For a program I'm working on, I need to extract the instructions of an ELF binary compiled for the risc-v arch. The way i'm trying to extract the instructions is the following:
void dumpCode(FILE *file, Elf32_Phdr *segm, Elf32_Ehdr *header)
{
char *fileptr;
struct stat statbuf;
int *opcode_ptr;
unsigned int i, vaddr, offset;
int fd = fileno(file);
if (fstat(fd, &statbuf)) {
fprintf(stderr, "[-] Error while stating the file!\n");
goto fail;
}
fileptr = (char *)mmap(0, statbuf.st_size, PROT_READ, MAP_PRIVATE, fd, 0);
if (MAP_FAILED == fileptr) {
fprintf(stderr, "[-] Error mapping the file!\n");
goto fail;
}
offset = (0 == segm->p_offset ? header->e_ehsize + header->e_phnum * header->e_phentsize : segm->p_offset); // Mark 1
opcode_ptr = (int *)(fileptr + offset);
vaddr = (0 == segm->p_offset ? segm->p_vaddr + header->e_ehsize + header->e_phnum * header->e_phentsize : segm->p_vaddr); // Mark 2
for (i = 0; i < segm->p_filesz / 4; i++, vaddr += 4) { // Mark 3
unsigned char *opcode = getOpcode(*opcode_ptr++);
if (1 == disas(opcode, vaddr)) {
free(opcode);
break;
}
free(opcode);
}
munmap(fileptr, statbuf.st_size);
fail:
close(fd);
}
To test my function, first I wrote a simple assembly program:
.global _start
_start:
addi a0, x0, 1
la a1, str
addi a2, x0, 6
addi a7, x0, 64
ecall
addi a0, x0, 0
addi a7, x0, 93
ecall
.data
str: .ascii "Hello\n"
As a second test file I wrote a different code, this time in C
#include <stdio.h>
#include <math.h>
int main(void)
{
printf("%.5f", sqrt(2.0));
return 0;
}
The first test file has been compiled and assembled using: riscv32-linux-gnu-as -o test1.o test1.s; riscv32-linux-gnu-ld -o test1 test1.o
The second test file has been compiled directly with gcc riscv32-linux-gnu-gcc -o test2 test2.c -lm
Returning to the dumpCode function, I've marked three lines.

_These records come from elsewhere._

Issue #2434, opened 2023-02-10
Projen should allow setting project references for typescript projects


timoheinonen:
I have a monorepo project with multiple services (different aws cdk app projects) and a shared library for common constructs (own aws cdk construct library project). In future, I will probably move the aws cdk construct library to own repository and use it through npm registry, but for now, I would like to use it directly from the same repo. 

Typescript's project references (https://www.typescriptlang.org/docs/handbook/project-references.html) seems to be the best way to do this, but projen does't provide a way to set the tsconfig parameter "references" using TypescriptConfigOptions. Also, in the library project I would need to set tsconfig parameter "composite" to true, but the whole parameter is missing from TypescriptConfigOptions compilerOptions.

Would it be possible to add these to projen?

mrgrain:
Yes please! PRs are welcome.

In the meantime, you can easily use overrides:
```ts
      project.tsconfig?.file.addOverride('compilerOptions.composite', true);
      project.tsconfig?.file.addOverride('references', []);
```

skleinjung:
I have built this feature into a custom TypescriptProject subtype I use on my projects, but think it's something that could be submitted upstream pretty easily. However, there are two "flavors" of this and I'd like some feedback from the maintainers about which fits the project philosophy better.

1. The simplest and least "batteries included" version is to add a "references" property that takes a list of string, and directly sets it as the references.
2. A more advanced option (and what I use personally) is that "references" is a list of TypescriptProject references. The paths to  set in tsconfig are the relative paths between the referencing project's `outdir` and the referenced project's `outdir`. This requires all the projects to be projen-ified, but allows them to be synthed to any folder and the reference property doesn't need to care.
3. The most opinionated option, and what I will probably move to in my projects, is to not have a "references" property at all. It requires all projects (referencing and references) to share a common parent. Then, all the dependencies are checked against the parent's subprojects. If the dependency is a subproject of the common parent, a reference is added using the path logic in #2.

#3 supports the custom monorepo structure I have built around projen, and does what is to me the most sensible thing without custom properties. It might need to be expanded to include a full parent project hierarchy, although I personally don't nest projects more than one level deep.

If we can have a discussion about preferences on how this feature would be introduced, I should be able to find some time to work on it.

skleinjung:
[...]

PR #2695, opened 2023-05-23
[WIP] feat(typescript-config): add support for project references

skleinjung:
Add generic support for Typescript project references to the TypescriptConfig component in a manner similar to how TypescriptConfigsExtends are handled. Allows specifying references via path (absolute or relative), or by using a TypescriptConfig reference directly.

Once fully implemented, this PR would satisfy the baseline generic requirement expressed in Issue #2434. A follow-up phase would be to add opinionated logic to the Typescript project type to infer references from parent and dependency relationships. 

---

### DIFF
--- a/src/javascript/typescript-config.ts
+++ b/src/javascript/typescript-config.ts
@@ -34,6 +34,17 @@ export interface TypescriptConfigOptions {
    * Compiler options to use.
    */
   readonly compilerOptions: TypeScriptCompilerOptions;
+
+  /**
+   * References to other Typescript modules in a multi-module project.
+   *
+   * If a project has any references, the `declaration` compiler option will be turned on and an
+   * error will be thrown if this option is disabled.
+   *
+   * @see https://www.typescriptlang.org/docs/handbook/project-references.html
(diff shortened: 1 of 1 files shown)


src/javascript/typescript-config.ts
```diff
@@ -554,6 +565,58 @@ export class TypescriptConfigExtends {
...
+
+  /**
+   * Factory for creation from array of other TypescriptConfig instances. This will automatically set the
+   * 'composite' compiler option on the referenced projects to true.
+   *
+   * @param paths Referenced `TypescriptConfig` instances.
+   */
+  public static fromTypescriptConfigs(configs: TypescriptConfig[]) {
+    throw new Error("Not implemented");
+  }
```
skleinjung, line 613: These methods don't let you specify the "prepend" option, mainly because I've personally never used it and I didn't want to go crazy with overloads. If needed, references with prepend set can be added one at a time via `addReference`, below. If anyone thinks its better to do so, I can add batch methods that accept that value as well.

mrgrain:
clean-up

PR #2711, opened 2023-05-31
fix(javascript): workflowPackageCache doesn't work with pnpm

### LINKED ISSUE #2710: `workflowPackageCache` doesn't work with `pnpm`
Follow up of https://github.com/projen/projen/pull/2709

Because "Setup Node.js" step runs before "Setup pnpm" step, it fails with:

```
Error: Unable to locate executable file: pnpm. Please verify either the file path exists or the file can be found within a directory specified by the PATH environment variable. Also check the file mode to verify the file is executable.
```

Need to shuffle the order of the steps.

riywo:
To use `workflowPackageCache` option with `pnpm`,
"Setup pnpm" step must run before "Setup Node.js" step.

This order comes from pnpm's integration documentation: https://pnpm.io/continuous-integration#github-actions

Close #2710

---

### DIFF
--- a/src/javascript/node-project.ts
+++ b/src/javascript/node-project.ts
@@ -963,6 +963,14 @@ export class NodeProject extends GitHubProject {
     // first run the workflow bootstrap steps
     install.push(...this.workflowBootstrapSteps);
 
+    if (this.package.packageManager === NodePackageManager.PNPM) {
+      install.push({
+        name: "Setup pnpm",
+        uses: "pnpm/action-setup@v2.2.4",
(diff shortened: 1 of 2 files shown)


riywo:
I'm not sure where the `setup-node`'s error actually happens but probably here: https://github.com/actions/setup-node/blob/869f4dd0c7f320ae834c2724d92a364de3893c24/src/cache-utils.ts#L21

mrgrain:
Yes that makes a lot of sense. Unlike `npm` and `yarn`, `pnpm` isn't available by default.

PR #3500, opened 2024-03-30
fix: add missing build workflow strategy matrix controls

### LINKED ISSUE #3499: Make GitHub pipeline run tests on multiple node versions
This comes from the discussion on #3447, where (in that case) been able to build with different combinations of node and ESM would be useful.

The concept being to use `jobs.<job_id>.strategy.matrix` int he GitHub workflows as outlined here: [Using a matrix for your jobs](https://docs.github.com/en/actions/using-jobs/using-a-matrix-for-your-jobs)

This is a generic capability projen projects should be able to utilize as well, and there's already partial support for in place.

I'm working on a PR for this, and it turns out it's not as well supported as it at first appears.

Issue's I've encountered (so far, checked means I'm past that in my in-progress PR):

- [x] `BuildWorkflow` doesn't expose a way to set the `strategy` in it's options, and there's no mechanism (outside of an escape-hatch) to set it later
- [x] `NodeProject` doesn't expose a way to set the `strategy` of the build workflow
  - I've added it as `buildWorkflowJobStrategy` to match `buildWorkflowTriggers` etc.
  - This only covers build workflow, what if we want workflow matrices for other jobs such as release? I'd assume they wouldn't be the same matrix
- [x] `JobMatrixValue` doesn't support objects
  - Docs linked to above say:
    > A variable configuration in a matrix can be an array of objects.
  - It's unclear if that means it can be arbitrarily deep objects, so I'm going with a two-level 
- [x] For node version I've added `buildWorkflowNodeVersion` and wired it up to override node version in the workflow setup for the build workflow
- [ ] We build and test in the same step, and then release an artifact from that build. We either need a mechanism to choose which build is the one that's released or we need to separate build and test
  - Closely related, we probably don't need or want "Upload coverage to Codecov" on every node of the matrix

I'm stopped on that last part, and am open to suggestions. For now, I'm going to add a property with node `18.14.2` (current one being used to release) that I'll have it add `if` statements to the final "Backup artifact permissions" and "Upload artifact" steps.

I'll update when I have a branch pushed to review.

giseburt:
Fixes #3499

Feedback extra welcome, as some of this feels extra clumsy

---


giseburt:
Appears to have [worked](https://github.com/projen/projen/actions/runs/8494096794?pr=3500)

src/github/workflows.ts
```diff
@@ -366,7 +366,7 @@ function setupTools(tools: workflows.Tools) {
 
   if (tools.java) {
     steps.push({
-      uses: "actions/setup-java@v3",
+      uses: "actions/setup-java@v4",
```
mrgrain, line 369: We need separate PRs for each of these please

mrgrain (commented):
I'll have a look at the rest later. This feels awfully complicated though. We might need an abstraction here.

giseburt:
I agree completely. It is very hacky at a few points to get this working, partially due to unanticipated needs in the node project object.

I rather liked the interface of this (sister?) project: https://github.com/cdklabs/cdk-pipelines-github/blob/main/src/workflows-model.ts

I don't like that they've put the implementation of the interface in the core of the project: https://github.com/cdklabs/cdk-pipelines-github/blob/main/src/pipeline.ts#L196

But still. I particularly like the handling of inputs and outputs.

Gonna related note, this is another place where Tokens (like in CDK) would come in handy. Was there a historic reason that they weren't put into Projen?

src/github/workflows.ts
giseburt: Adjusted back

giseburt:
Ok, so I was able to simplify a bit, and I think it fits the patterns of `projen` a little better:

```ts
const project = new cdk.JsiiProject({
  //...
  buildWorkflowOptions: {
    jobStrategy: {
      matrix: {
        domain: {
          runsOn: ["ubuntu-latest", "windows-latest"],
          node: [
            { version: "18.14.2" },
            { version: "18.18" },
            { version: "18.20" }, // some tools behave differently in 18.20 than 18.18
            { version: "20" },
          ],
        },
        include: [
          {
            runsOn: "ubuntu-latest",
            node: { version: "18.14.2" },
            release: true,
          },
        ],
      },
    },
    nodeVersion: "${{ matrix.node.version }}",
    uploadArtifactsVariable: "matrix.release",
    runsOnVariable: "matrix.runsOn",
  },
  workflowNodeVersion: "18.14.2", // was existing
  // ...
```

Options to simplify from here:

Assume if `buildWorkflowOptions.jobStrategy.matrix.domain.runsOn` exists, then:
  - use `runsOnVariable: "matrix.runsOn"` unless overridden

Assume if `buildWorkflowOptions.jobStrategy.matrix.domain.node` exists, then:
  - use `nodeVersion: "${{ matrix.node.version }}"` unless overridden
  - further, if `buildWorkflowOptions.jobStrategy.matrix.include` does NOT exist, add it as:
    ```ts
    include: [
      {
        runsOn: "ubuntu-latest", // ← if buildWorkflowOptions.jobStrategy.matrix.domain.runsOn
        node: { version: workflowNodeVersion },
        release: true,
      }
    ]
    ```
  - and `uploadArtifactsVariable: "matrix.release"` unless overridden

With all that, then this would be the same as above:
```ts
const project = new cdk.JsiiProject({
  //...
  buildWorkflowOptions: {
    jobStrategy: {
      matrix: {
        domain: {
          runsOn: ["ubuntu-latest", "windows-latest"],
          node: [
            { version: "18.14.2" },
            { version: "18.18" },
            { version: "18.20" }, // some tools behave differently in 18.20 than 18.18
            { version: "20" },
          ],
        },
      },
    },
  },
  workflowNodeVersion: "18.14.2", // was existing
  // ...
```

That's a lot of convention over configuration, but that's kinda The Projen Way™.

We could also just say "useBuildStrategyMatrix: true" to default all the above (minus the windows but until we're ready) but I feel that's too presumptive unless we also allow it to be fully overridden.

mrgrain (changes requested):
Can we split this PR up in two parts?

The low-level workflows should definitely support job strategy/matrix. That is not controversial.

For the Build Workflow, it think we will need to think much more holistically.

How could I calculate the right amount of bytes I need to process from the elf file? If that amount of bytes includes padding, could I ignore it somehow?
offset = (0 == segm->p_offset
? header->e_ehsize + header->e_phnum * header->e_phentsize
: segm->p_offset); // Mark 1
This is wrong. The document is very specific:
p_offset This member holds the offset from the beginning of the file at which the first byte of the segment resides.
The data starts at segm->p_offset. No ifs or buts.
If you are seeing 0, I suspect it is because the segment doesn't have the PT_LOAD
flag, meaning it's not in the file at all (and the offset in the file doesn't make sense) or because the segment is supposed to contain the ELF header (so offset 0 isn't wrong).
There is no distinction to the CPU between instructions and non-instructions. Every 4 bytes could possibly be an instruction. Even 00000000 is an instruction. An instruction is whatever the program counter points to. You could try to figure out where the program counter can point, but that's equivalent to the halting problem, therefore impossible.
There may be debug information or symbols that say which say which part of the file is padding, but since the CPU doesn't care, neither does the main part of the ELF file.